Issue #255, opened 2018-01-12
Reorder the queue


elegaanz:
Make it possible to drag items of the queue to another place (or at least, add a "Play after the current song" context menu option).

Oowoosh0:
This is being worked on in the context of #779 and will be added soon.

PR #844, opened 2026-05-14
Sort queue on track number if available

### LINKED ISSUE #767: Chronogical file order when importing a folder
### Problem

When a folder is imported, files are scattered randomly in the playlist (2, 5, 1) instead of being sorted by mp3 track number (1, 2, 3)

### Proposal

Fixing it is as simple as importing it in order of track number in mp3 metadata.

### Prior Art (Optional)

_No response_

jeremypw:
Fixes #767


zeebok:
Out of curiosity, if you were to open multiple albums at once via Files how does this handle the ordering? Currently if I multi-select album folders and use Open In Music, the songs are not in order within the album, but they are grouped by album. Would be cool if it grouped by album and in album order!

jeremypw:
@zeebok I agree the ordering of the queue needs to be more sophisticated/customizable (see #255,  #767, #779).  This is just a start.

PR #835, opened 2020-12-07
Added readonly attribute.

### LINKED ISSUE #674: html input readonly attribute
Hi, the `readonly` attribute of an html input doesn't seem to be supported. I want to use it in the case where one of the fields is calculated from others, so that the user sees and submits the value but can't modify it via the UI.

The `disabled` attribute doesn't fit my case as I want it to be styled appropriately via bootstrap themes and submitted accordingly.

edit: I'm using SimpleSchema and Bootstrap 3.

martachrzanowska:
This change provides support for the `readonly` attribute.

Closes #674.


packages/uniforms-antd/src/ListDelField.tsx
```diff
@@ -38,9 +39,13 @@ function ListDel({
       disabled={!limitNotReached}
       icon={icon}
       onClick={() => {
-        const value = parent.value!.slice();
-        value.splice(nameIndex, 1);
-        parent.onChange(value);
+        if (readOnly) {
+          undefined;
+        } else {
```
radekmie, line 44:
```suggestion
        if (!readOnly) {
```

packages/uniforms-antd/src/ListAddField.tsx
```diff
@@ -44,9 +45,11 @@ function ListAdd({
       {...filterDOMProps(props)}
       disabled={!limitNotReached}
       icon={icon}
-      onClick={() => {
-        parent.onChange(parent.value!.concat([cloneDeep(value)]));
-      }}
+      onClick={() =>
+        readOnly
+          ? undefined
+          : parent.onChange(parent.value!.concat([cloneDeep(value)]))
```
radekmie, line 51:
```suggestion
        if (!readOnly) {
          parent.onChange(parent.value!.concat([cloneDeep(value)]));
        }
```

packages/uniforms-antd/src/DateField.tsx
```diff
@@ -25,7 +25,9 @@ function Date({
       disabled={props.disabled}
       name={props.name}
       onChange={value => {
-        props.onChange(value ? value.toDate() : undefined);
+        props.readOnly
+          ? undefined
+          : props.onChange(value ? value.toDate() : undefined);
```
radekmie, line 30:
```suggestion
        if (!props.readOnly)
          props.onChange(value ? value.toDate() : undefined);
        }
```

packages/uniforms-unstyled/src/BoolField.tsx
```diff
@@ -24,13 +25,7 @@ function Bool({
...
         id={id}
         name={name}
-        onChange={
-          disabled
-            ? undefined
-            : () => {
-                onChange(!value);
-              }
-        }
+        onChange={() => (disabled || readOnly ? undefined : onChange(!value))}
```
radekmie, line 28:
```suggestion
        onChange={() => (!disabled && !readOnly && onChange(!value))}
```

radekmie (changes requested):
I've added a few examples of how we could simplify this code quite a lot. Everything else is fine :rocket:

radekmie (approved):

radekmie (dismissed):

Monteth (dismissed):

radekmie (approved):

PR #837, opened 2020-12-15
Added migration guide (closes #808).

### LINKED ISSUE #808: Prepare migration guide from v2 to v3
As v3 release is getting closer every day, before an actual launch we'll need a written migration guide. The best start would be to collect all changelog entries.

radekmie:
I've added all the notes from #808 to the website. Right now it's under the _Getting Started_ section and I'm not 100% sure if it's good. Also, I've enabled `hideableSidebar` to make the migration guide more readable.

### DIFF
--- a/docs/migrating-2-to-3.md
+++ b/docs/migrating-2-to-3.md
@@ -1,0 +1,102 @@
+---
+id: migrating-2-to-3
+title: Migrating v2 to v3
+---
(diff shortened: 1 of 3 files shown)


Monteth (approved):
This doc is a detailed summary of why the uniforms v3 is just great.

▸ **TASK OBJECTIVE**:
Search the records for lines holding the word "more", then copy each line you find.

▸ **TASK RESULT**:
@zeebok I agree the ordering of the queue needs to be more sophisticated/customizable (see #255,  #767, #779).  This is just a start.
I've added all the notes from #808 to the website. Right now it's under the _Getting Started_ section and I'm not 100% sure if it's good. Also, I've enabled `hideableSidebar` to make the migration guide more readable.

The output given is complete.